[Python-3000] PEP 3131 accepted

Wed May 23 09:37:14 CEST 2007

I can see that I don't stand a very high chance of convincing you.
But I'd like to make sure you understand what I'm getting at, anyway.
(And I will get to some specific suggestions at the end of this
message.)

The key thing is that the language definition is about to transition
from something which has always "fit in your head", and which holds
that property as a core value, to something which cannot possibly fit
in anyone's head no matter how hard they try.  (This core value of
Python is not something I see as having been a core value of Java,
and it's one of the reasons I like Python better.)

> > PEP 3131 will also cause problems for code review.  Because many
> > characters have indistinguishable appearances, there will be no
> > mapping between what you see when you look at code and what the code
> > actually says.
>
> I trust most programmers to *want* to write clear code, so they will
> steer clear from such things. If someone wants to obfuscate their code
> they already have plenty of opportunities (even in Python!).

Indeed -- but that's not an argument for creating more opportunities.
For example, we like the fact that Python doesn't look like Perl; the
mere fact that some kinds of obfuscation are possible in Python
doesn't require us to give up on simplicity entirely and open the door
to a Perl-like proliferation of operators.

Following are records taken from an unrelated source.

PR #40, opened 2026-06-07
feat(services/warehouses): list, get, create, rename, delete

### LINKED ISSUE #21: feat(services/warehouses): list, get, create, rename, delete
Service for Warehouse and SQL Analytics Endpoint CRUD.

## Files

- `src/fabric_dw/services/warehouses.py`
- `tests/unit/services/test_warehouses.py`

## Public API

```python
async def list(http: FabricHttpClient, workspace_id: UUID) -> list[Warehouse]: ...
async def get(http: FabricHttpClient, workspace_id: UUID, warehouse_id: UUID) -> Warehouse: ...
async def create(http: FabricHttpClient, workspace_id: UUID, name: str, *, collation: str | None = None, description: str | None = None) -> Warehouse: ...
async def rename(http: FabricHttpClient, workspace_id: UUID, warehouse_id: UUID, new_name: str, *, description: str | None = None) -> Warehouse: ...
async def delete(http: FabricHttpClient, workspace_id: UUID, warehouse_id: UUID) -> None: ...
```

Not all programmers want to write clear code; from a security
perspective, the most important programmers are the ones who have an
incentive to fool you.  Unicode identifiers are a new avenue for any
insider who wants to use a Python program as a vector of attack; they
enable changes that are harder to detect, track down, and understand.

> The problem is no worse than the lack of difference between 1 and l in
> some fonts, and between l and I in others (and there are even fonts
> where o and 0 look the same).

It's far, far worse.  The number of ways in which characters can be
confused in Unicode is much greater.  There are many fonts you can
choose from that offer a clear visual difference between 1 and l and I,
whereas there are no fonts in the world that distinguish all the
identifier characters in Unicode.  More importantly, there probably
never will be.  It's not just incrementally harder to identify
characters; Unicode intends to make it impossible by design.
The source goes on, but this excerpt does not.